SOURCE DATA section start

PR #2263, opened 2025-03-11
fix: pipeable web stream

magne4000:
Fixes errors like this one:
```
Error: [vike][Wrong Usage] pageContext.httpResponse.getReadableWebStream() can't be used because the onRenderHtml() hook defined by vike-solid/__internal/integration/onRenderHtml provides a Web Stream Pipe. Make sure the onRenderHtml() defined by vike-solid/__internal/integration/onRenderHtml hook provides a Readable Web Stream instead. See https://vike.dev/streaming for more information.
```


brillout:
Makes sense :ok_hand: Let me know if a (pre-)release would be convenient for you.

magne4000:
> Let me know if a (pre-)release would be convenient for you.

I'll `release:commit` myself, and I'll ping you when we'll need it on stable version.

Issue #1270, opened 2023-11-20
throw redirect() falsely detects infinite redirect loop


nitedani:
### Description

Reproduction: https://stackblitz.com/github/nitedani/vike-redirect-error?file=pages%2Findex%2Findex.page.jsx
Steps:
1. open in new tab
2. go to /?redirect=true -  you will be redirected to the /about page
3. go to /about?redirect=true

If I comment out `validate(graph);` in `assertNoInfiniteHttpRedirect`, it works as expected.

It would be nice If I could use the following for navigation/redirect:
```ts
import { redirect as navigateServer } from "vike/abort";
import { navigate as navigateClient } from "vike/client/router";

export const navigate = (
  url: `/${string}` | `https://${string}` | `http://${string}`
) => {
  if (import.meta.env.SSR) {
    throw navigateServer(url);
  } else {
    navigateClient(url);
    return null;
  }
};
```

brillout:
👍 I could reproduce and it's indeed a bug.

brillout:
Fixed, thanks for opening the bug report 👌

nitedani:
Does this work if the redirect condition is not based on the url? For example, I would like to use my custom useProfile hook, that calls the backend(sending the session cookie), and either returns the profile or undefined.

brillout:
Exactly, that isn't possible. That's why redirection loops are forbidden (regardless of whether they are contidional or not since Vike cannot know that).

> If no profile on dashboard, redirect to login. If profile on login, redirect to dashboard

I'm realizing that's quite a common use case, and it's quite a bummer that Vike is limiting in that regard.

I guess it's either we remove the infinite loop detection, or we limit the user 🤔

nitedani:
I think the error should be a warning (possible redirect loop detected), shown only once.

brillout:
An infinite loop of HTTP redirects is quite a bad outcome (overloads the server), that's why I'm inclined to make it an error in order to break the infinite loop.

brillout:
So far no one has complained about the infinite redirect loop catcher being too strict, so I guess the solution would be to have a new setting `+doNotCatchInfiniteRedirect` if someone complains.

Issue #1103, opened 2023-08-31
redirect to absolute URL not working


bagr001:
### Description

Hi, I found a bug while migrating to new `redirect()` from `'vite-plugin-ssr/abort'`

The signature promises support of relative and absolute urls, but redirection to absolute url crashes the app.

```
declare function redirect(url: `/${string}` | `https://${string}` | `http://${string}`): AbortRedirect;
```

Here is the error stack:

SOURCE DATA section end

* **WHAT NEEDS TO BE DONE**: Nothing is to be left out. Repeat the whole listing exactly.

* **ANSWER BOX**:
PR #2263, opened 2025-03-11
fix: pipeable web stream

magne4000:
Fixes errors like this one:
```
Error: [vike][Wrong Usage] pageContext.httpResponse.getReadableWebStream() can't be used because the onRenderHtml() hook defined by vike-solid/__internal/integration/onRenderHtml provides a Web Stream Pipe. Make sure the onRenderHtml() defined by vike-solid/__internal/integration/onRenderHtml hook provides a Readable Web Stream instead. See https://vike.dev/streaming for more information.
```


brillout:
Makes sense :ok_hand: Let me know if a (pre-)release would be convenient for you.

magne4000:
> Let me know if a (pre-)release would be convenient for you.

I'll `release:commit` myself, and I'll ping you when we'll need it on stable version.

Issue #1270, opened 2023-11-20
throw redirect() falsely detects infinite redirect loop


nitedani:
### Description

Reproduction: https://stackblitz.com/github/nitedani/vike-redirect-error?file=pages%2Findex%2Findex.page.jsx
Steps:
1. open in new tab
2. go to /?redirect=true -  you will be redirected to the /about page
3. go to /about?redirect=true

If I comment out `validate(graph);` in `assertNoInfiniteHttpRedirect`, it works as expected.

It would be nice If I could use the following for navigation/redirect:
```ts
import { redirect as navigateServer } from "vike/abort";
import { navigate as navigateClient } from "vike/client/router";

export const navigate = (
  url: `/${string}` | `https://${string}` | `http://${string}`
) => {
  if (import.meta.env.SSR) {
    throw navigateServer(url);
  } else {
    navigateClient(url);
    return null;
  }
};
```

brillout:
👍 I could reproduce and it's indeed a bug.

brillout:
Fixed, thanks for opening the bug report 👌

nitedani:
Does this work if the redirect condition is not based on the url? For example, I would like to use my custom useProfile hook, that calls the backend(sending the session cookie), and either returns the profile or undefined.

brillout:
Exactly, that isn't possible. That's why redirection loops are forbidden (regardless of whether they are contidional or not since Vike cannot know that).

> If no profile on dashboard, redirect to login. If profile on login, redirect to dashboard

I'm realizing that's quite a common use case, and it's quite a bummer that Vike is limiting in that regard.

I guess it's either we remove the infinite loop detection, or we limit the user 🤔

nitedani:
I think the error should be a warning (possible redirect loop detected), shown only once.

brillout:
An infinite loop of HTTP redirects is quite a bad outcome (overloads the server), that's why I'm inclined to make it an error in order to break the infinite loop.

brillout:
So far no one has complained about the infinite redirect loop catcher being too strict, so I guess the solution would be to have a new setting `+doNotCatchInfiniteRedirect` if someone complains.

Issue #1103, opened 2023-08-31
redirect to absolute URL not working


bagr001:
### Description

Hi, I found a bug while migrating to new `redirect()` from `'vite-plugin-ssr/abort'`

The signature promises support of relative and absolute urls, but redirection to absolute url crashes the app.

```
declare function redirect(url: `/${string}` | `https://${string}` | `http://${string}`): AbortRedirect;
```

Here is the error stack:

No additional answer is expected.